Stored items
PR #328, opened 2024-01-28
feat: Shop Stock Updating

boogie-nights:
- Item Stock Increases if under set stock
- Item Stock decreases if over set stock
- Increases and decreases happen in accordance with stock rate property
- If the stock was not listed, e.g. the player sold to a general store then after 60 seconds the stock will decrease by one.
- Edited the InvConfig and InvType to write/read p4 to support the restock times needed.


src/lostcity/engine/World.ts
```diff
@@ -771,6 +771,34 @@ class World {
             }
 
             inv.update = false;
+
+            // Increase or Decrease shop stock
+            const invType = InvType.get(inv.type);
+            inv.items.forEach((item, index) => {
```
Pazaz, line 777: We should be checking `invType.restock == true` here so we're only running this logic on shops that (should) restock.
Removing items should probably be a 2nd loop if `invType.allstock == true` so we only run logic on shops that can stock player-supplied items.

src/lostcity/engine/World.ts
```diff
@@ -771,6 +771,34 @@ class World {
...
+                if (item) {
+                    // Item stock is under min
+                    if (item.count < invType.stockcount[index] && this.currentTick % invType.stockrate[index] === 0) {
```
Pazaz, line 780: More curiosity than anything since it looks fine -- if we do tick % stockrate here it'll always restore on a consistent boundary... does RS work like that? i.e. if something restocks every 5 mins and you buy at 4 min 55 s, does it restock in 5 s? or 5 min from the purchase time?

boogie-nights: Yeah, as strange as it seems that's how I observed it working on OSRS. For example, If you sold an item right before the 1 minute timer was up it would go on that refresh.

Pazaz: Makes sense then. Consider this comment resolved :) Just need to split up the logic above to use some more properties from InvType!

src/lostcity/engine/World.ts
boogie-nights: Ahh makes sense, I'll add the check around the restock. Do we want to go the two loop route? Wouldn't the shop that is allstock also be restock, so we'd be looping over the same thing twice since we're already in there for restock?

Pazaz: Hmm, I was leaving room for flexibility but it's probably a safe bet if `allstock=yes` then `restock=yes` as well. You can just wrap the last bit in `if (invType.allstock)` then

boogie-nights: Wrapped the code in restock, and wrapped the in allstock on the last bit of logic.

PR #329, opened 2024-01-29
fix: Player Controls and Auto Retaliate

boogie-nights:
In a recent PR Emotes, Auto-retaliate, and autocast selection were broken. These are some changes to preserve the intent (hopefully) and lets the content work again.

Additional Fixes:
- Updated XP for studded leather crafting
- Made the level check for studded leather crafting work


data/src/scripts/interface_controls/scripts/player_controls.rs2
```diff
@@ -29,7 +30,6 @@ queue(set_auto_retaliate, 0, 0);
 if_close;
 if (p_finduid(uid) = true) {
     %player_run = ^player_run_off;
-    return;
```
Pazaz, line 32: When you remove the return here the queue becomes redundant, %player_run is set to off then queues to set it to off again

boogie-nights: Ahh yep! That was an oversight left over from some testing. Pushed up the change for it just now.

Pazaz:
Some things have been fixed + main has diverged a bit so I'm going to take your one commit for studded and push it separately, thank you

PR #379, opened 2024-04-02
fix: disable p2p equipment bonuses on f2p worlds

toomykins:


Jameskmonger (approved):

Joshua-F:
This shouldn't be necessary, but due to params loading _after_ objs atm the `autodisable` flag on the params are not being seen properly. I believe the proper fix would just be to load params before objs on startup.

[Task prompt] Which lines in the records contain the word "studded"? Copy each one.

[Exercise result]
- Updated XP for studded leather crafting
- Made the level check for studded leather crafting work
Some things have been fixed + main has diverged a bit so I'm going to take your one commit for studded and push it separately, thank you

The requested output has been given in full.